**What to work on**. Although the data below holds other lines too, output only those from the line with "Now we call it from the router.tsx." up to and including the line with "It will always", exactly as they appear.

**Provided data**.
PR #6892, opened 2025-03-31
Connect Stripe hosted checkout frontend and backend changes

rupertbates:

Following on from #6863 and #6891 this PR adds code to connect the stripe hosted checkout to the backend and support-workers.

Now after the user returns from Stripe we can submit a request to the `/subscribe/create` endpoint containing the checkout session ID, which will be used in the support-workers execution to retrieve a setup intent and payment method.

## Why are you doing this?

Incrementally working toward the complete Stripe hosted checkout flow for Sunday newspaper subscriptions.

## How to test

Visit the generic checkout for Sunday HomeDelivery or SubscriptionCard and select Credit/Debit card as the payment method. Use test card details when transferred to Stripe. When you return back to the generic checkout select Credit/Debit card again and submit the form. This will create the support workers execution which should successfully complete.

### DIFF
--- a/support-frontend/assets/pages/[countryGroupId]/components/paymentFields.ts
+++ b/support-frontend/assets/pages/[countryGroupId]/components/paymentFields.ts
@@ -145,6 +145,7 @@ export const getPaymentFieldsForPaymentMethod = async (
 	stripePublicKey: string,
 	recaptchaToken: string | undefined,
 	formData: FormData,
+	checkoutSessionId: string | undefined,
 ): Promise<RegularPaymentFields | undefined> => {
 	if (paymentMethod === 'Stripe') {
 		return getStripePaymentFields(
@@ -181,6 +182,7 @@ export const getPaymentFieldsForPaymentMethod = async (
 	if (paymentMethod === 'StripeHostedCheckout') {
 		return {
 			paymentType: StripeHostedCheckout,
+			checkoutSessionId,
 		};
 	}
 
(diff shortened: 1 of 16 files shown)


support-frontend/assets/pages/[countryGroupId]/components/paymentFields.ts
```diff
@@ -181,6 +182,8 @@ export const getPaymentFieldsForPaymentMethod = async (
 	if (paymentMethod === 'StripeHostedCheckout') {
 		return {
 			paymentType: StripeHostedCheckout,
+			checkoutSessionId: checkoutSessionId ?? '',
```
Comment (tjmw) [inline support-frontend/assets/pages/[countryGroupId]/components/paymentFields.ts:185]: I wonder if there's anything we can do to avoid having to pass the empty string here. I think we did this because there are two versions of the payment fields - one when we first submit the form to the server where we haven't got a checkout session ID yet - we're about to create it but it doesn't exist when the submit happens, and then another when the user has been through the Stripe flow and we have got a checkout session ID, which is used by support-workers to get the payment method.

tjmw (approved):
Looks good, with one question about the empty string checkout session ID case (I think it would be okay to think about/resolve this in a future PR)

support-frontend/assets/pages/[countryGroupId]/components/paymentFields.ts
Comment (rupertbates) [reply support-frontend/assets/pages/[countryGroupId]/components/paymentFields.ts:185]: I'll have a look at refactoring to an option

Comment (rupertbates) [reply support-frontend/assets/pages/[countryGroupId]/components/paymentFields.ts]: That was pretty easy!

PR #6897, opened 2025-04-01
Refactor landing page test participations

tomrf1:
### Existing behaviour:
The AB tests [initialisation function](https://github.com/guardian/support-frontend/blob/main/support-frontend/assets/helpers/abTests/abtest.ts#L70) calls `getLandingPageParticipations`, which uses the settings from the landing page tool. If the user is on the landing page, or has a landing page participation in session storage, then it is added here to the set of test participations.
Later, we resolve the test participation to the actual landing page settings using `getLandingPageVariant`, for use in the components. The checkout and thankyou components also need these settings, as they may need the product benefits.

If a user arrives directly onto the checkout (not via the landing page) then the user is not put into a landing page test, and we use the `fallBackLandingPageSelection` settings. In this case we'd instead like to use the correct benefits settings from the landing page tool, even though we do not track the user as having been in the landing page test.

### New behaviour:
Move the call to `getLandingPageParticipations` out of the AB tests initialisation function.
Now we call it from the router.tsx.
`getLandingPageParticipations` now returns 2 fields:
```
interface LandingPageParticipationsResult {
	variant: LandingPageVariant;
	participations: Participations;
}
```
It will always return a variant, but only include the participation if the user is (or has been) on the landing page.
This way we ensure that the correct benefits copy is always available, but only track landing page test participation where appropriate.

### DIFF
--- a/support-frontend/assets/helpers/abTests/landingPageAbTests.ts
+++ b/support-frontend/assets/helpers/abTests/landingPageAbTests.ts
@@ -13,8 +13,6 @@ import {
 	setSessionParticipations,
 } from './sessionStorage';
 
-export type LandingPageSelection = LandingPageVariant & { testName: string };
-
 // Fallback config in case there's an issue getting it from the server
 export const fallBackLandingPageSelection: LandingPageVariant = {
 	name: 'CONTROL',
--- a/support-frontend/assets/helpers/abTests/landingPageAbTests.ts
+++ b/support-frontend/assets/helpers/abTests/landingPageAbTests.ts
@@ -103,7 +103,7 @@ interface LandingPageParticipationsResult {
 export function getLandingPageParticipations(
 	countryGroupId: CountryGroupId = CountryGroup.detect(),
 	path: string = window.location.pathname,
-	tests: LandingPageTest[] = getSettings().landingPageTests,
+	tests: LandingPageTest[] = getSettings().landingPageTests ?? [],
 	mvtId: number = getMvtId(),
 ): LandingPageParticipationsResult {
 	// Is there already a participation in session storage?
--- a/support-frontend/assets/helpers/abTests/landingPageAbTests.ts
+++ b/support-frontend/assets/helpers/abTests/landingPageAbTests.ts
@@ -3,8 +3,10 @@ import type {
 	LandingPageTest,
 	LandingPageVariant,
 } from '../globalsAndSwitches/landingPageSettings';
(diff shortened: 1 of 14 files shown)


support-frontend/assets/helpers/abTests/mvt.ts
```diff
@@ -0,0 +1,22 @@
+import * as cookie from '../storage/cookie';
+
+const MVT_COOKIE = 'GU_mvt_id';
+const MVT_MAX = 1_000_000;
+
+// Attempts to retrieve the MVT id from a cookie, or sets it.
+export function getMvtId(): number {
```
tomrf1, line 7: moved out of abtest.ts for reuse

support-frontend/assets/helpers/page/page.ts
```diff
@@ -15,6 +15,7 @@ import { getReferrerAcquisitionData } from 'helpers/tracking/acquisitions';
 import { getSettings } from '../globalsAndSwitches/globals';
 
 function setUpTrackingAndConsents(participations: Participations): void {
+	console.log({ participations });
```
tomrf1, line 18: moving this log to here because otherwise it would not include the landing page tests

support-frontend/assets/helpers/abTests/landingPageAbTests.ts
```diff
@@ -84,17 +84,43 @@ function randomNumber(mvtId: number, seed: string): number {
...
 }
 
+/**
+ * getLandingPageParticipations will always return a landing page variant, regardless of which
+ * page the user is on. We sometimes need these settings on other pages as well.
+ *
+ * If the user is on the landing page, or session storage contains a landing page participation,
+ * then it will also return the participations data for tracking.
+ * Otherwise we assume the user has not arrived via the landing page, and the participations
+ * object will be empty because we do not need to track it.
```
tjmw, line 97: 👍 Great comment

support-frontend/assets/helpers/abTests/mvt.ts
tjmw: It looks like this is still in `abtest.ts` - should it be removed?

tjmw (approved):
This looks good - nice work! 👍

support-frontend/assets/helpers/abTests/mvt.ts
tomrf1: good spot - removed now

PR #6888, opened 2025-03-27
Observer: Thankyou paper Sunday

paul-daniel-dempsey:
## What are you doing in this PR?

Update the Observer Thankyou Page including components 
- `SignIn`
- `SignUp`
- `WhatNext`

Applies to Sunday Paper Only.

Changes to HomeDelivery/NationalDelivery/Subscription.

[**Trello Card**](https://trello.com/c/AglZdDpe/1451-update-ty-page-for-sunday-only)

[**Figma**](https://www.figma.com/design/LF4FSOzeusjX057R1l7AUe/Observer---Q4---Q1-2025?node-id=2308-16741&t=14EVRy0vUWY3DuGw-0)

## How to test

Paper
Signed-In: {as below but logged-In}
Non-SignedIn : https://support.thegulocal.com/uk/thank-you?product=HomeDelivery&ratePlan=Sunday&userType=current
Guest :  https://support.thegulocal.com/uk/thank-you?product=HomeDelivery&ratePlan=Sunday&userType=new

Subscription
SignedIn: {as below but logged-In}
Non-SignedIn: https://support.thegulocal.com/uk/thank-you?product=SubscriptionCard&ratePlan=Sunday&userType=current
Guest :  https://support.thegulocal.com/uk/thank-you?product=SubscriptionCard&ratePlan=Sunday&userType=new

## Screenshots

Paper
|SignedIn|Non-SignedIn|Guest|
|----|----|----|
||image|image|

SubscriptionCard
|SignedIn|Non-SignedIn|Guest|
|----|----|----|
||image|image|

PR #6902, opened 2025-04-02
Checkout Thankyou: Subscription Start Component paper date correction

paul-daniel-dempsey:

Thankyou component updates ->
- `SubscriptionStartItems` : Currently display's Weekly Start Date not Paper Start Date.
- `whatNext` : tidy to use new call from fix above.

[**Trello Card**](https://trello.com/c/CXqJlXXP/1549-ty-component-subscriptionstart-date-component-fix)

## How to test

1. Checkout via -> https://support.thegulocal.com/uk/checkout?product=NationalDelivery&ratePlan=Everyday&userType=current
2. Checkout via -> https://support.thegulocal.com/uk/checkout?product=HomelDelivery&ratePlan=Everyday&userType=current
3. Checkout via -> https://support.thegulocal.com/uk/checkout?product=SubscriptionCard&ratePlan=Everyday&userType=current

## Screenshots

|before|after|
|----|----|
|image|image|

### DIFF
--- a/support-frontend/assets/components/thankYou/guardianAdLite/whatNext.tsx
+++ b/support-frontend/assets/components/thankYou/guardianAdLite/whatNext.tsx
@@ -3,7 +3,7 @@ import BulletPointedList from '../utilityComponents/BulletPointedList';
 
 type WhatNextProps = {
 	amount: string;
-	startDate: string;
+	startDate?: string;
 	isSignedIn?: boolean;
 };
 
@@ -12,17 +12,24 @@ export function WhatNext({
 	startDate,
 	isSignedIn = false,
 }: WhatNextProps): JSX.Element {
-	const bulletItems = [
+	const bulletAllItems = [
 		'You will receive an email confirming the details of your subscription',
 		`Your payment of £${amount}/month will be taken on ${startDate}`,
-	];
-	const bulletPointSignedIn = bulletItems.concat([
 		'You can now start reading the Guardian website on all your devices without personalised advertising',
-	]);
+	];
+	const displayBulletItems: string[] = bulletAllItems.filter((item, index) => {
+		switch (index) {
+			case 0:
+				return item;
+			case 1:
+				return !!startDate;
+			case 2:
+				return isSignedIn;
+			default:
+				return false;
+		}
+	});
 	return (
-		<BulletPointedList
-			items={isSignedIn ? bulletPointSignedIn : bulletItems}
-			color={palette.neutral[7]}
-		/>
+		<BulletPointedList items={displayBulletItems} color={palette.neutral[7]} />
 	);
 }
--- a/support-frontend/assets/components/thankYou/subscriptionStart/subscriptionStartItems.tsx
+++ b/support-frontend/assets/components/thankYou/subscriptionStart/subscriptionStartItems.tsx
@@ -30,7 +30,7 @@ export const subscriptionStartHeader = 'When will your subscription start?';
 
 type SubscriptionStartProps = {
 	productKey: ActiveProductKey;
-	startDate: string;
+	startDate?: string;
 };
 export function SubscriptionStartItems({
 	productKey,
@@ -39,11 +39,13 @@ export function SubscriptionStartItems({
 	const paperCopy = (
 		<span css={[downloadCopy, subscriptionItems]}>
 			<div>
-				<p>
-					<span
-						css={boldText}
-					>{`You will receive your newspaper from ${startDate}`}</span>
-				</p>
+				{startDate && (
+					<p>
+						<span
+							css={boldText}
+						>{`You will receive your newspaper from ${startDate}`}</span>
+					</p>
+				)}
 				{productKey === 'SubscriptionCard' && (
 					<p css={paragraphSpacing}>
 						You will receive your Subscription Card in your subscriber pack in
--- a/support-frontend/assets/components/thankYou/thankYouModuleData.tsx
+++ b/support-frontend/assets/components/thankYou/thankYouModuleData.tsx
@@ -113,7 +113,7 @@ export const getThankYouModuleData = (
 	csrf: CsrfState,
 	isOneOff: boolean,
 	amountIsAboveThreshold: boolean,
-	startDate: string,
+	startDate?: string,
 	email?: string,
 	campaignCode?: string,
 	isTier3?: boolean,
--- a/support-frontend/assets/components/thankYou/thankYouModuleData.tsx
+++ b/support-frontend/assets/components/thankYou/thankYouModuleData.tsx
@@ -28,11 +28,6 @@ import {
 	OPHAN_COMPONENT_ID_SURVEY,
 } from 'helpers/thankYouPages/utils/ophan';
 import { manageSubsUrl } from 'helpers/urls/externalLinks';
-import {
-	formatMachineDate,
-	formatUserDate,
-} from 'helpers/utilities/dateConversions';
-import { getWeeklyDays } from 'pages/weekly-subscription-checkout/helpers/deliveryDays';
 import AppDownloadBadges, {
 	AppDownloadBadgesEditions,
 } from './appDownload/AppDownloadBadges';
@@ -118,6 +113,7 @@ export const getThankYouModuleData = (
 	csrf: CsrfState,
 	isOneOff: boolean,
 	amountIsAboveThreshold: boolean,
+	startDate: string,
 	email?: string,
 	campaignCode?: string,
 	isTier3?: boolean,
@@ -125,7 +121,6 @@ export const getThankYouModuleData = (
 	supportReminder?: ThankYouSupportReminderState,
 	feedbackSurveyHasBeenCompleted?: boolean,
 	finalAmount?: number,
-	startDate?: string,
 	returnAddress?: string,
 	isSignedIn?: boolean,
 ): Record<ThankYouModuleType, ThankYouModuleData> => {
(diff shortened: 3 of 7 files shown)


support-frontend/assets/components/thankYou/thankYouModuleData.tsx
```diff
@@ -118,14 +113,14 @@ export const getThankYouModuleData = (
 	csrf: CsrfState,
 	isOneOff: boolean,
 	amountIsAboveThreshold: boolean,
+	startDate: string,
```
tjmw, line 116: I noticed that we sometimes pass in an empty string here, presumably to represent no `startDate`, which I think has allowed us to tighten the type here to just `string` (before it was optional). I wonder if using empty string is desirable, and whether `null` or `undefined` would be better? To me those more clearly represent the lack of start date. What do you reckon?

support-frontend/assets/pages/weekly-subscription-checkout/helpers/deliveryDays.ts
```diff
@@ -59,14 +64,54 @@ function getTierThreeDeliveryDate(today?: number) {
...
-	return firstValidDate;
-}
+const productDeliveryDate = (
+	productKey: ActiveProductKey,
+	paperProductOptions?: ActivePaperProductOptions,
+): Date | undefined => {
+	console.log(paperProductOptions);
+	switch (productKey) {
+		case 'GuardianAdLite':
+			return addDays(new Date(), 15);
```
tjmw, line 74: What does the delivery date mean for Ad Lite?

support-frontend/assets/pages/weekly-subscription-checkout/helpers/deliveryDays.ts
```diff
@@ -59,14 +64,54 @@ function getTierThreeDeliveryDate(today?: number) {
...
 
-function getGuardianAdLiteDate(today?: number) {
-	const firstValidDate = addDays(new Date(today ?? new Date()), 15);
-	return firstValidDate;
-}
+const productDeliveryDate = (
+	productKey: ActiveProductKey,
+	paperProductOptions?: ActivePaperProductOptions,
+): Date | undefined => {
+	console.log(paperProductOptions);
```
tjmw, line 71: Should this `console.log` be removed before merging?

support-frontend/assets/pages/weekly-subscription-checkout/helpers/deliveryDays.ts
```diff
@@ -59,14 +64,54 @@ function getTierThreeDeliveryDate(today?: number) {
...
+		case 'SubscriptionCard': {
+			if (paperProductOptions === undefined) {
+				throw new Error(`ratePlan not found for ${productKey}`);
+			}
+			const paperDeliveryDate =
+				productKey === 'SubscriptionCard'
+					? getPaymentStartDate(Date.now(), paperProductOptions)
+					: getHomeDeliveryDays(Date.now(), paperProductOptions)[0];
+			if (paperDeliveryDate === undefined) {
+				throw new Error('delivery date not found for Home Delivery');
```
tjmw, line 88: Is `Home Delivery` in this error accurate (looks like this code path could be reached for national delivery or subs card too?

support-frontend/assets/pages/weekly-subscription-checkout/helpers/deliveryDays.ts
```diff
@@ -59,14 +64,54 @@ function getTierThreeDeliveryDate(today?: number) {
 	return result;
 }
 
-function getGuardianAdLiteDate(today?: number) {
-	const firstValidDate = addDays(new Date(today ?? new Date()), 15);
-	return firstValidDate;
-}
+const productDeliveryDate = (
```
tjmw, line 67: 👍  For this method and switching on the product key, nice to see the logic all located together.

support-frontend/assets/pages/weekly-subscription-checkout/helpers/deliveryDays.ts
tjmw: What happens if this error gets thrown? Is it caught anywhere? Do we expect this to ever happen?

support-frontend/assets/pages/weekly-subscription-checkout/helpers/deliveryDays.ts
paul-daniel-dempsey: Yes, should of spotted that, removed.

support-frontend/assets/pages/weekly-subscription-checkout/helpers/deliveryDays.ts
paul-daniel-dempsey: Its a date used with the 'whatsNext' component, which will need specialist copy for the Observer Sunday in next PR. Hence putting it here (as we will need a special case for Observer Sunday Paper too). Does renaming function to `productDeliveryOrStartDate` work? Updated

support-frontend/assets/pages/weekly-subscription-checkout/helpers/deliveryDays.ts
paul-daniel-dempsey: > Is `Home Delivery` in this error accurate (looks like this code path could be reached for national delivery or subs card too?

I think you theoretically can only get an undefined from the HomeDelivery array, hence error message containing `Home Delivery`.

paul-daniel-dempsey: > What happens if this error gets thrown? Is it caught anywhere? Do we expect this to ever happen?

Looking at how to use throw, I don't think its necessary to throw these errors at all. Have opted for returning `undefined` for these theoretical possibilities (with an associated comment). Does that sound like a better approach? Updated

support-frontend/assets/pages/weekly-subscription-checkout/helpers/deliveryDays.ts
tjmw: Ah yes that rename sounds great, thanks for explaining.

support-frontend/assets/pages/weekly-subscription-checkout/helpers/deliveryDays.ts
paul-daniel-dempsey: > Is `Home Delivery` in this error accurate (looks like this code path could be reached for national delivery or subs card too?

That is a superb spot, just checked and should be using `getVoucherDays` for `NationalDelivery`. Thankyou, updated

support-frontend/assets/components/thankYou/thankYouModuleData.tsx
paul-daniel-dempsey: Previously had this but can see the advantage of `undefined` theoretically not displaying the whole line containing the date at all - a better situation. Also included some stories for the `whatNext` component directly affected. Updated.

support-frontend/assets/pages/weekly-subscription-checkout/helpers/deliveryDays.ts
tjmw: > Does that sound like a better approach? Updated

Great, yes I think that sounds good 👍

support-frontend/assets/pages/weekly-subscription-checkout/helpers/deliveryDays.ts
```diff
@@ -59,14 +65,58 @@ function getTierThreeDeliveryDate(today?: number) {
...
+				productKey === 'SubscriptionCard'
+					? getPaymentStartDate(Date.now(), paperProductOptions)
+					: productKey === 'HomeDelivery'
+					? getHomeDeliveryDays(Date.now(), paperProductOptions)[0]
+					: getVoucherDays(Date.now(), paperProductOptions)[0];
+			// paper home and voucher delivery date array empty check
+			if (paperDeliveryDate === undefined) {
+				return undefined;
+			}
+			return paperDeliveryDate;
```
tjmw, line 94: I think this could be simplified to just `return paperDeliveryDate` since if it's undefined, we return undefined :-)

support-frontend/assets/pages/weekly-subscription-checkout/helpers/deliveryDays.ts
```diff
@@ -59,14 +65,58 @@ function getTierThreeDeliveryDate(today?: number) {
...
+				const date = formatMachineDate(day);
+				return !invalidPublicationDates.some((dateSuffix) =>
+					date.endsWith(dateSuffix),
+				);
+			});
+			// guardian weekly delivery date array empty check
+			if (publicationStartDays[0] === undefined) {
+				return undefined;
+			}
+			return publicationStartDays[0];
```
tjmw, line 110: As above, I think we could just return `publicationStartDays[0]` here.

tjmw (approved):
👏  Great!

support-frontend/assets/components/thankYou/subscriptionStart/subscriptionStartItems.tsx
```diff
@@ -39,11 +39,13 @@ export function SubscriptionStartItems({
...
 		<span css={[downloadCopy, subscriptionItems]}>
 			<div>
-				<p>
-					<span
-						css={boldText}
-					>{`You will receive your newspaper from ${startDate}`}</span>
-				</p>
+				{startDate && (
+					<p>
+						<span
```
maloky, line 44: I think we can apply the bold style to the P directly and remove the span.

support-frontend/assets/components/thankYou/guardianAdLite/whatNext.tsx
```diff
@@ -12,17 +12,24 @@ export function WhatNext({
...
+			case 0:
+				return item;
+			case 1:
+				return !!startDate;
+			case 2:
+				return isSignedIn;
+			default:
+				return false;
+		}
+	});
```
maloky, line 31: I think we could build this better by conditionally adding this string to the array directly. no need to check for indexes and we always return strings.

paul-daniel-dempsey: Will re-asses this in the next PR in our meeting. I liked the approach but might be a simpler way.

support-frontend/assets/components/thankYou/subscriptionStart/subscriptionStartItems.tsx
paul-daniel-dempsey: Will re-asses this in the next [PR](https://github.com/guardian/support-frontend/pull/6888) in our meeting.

**Solution to this task**.
Now we call it from the router.tsx.
`getLandingPageParticipations` now returns 2 fields:
```
interface LandingPageParticipationsResult {
	variant: LandingPageVariant;
	participations: Participations;
}
```
It will always return a variant, but only include the participation if the user is (or has been) on the landing page.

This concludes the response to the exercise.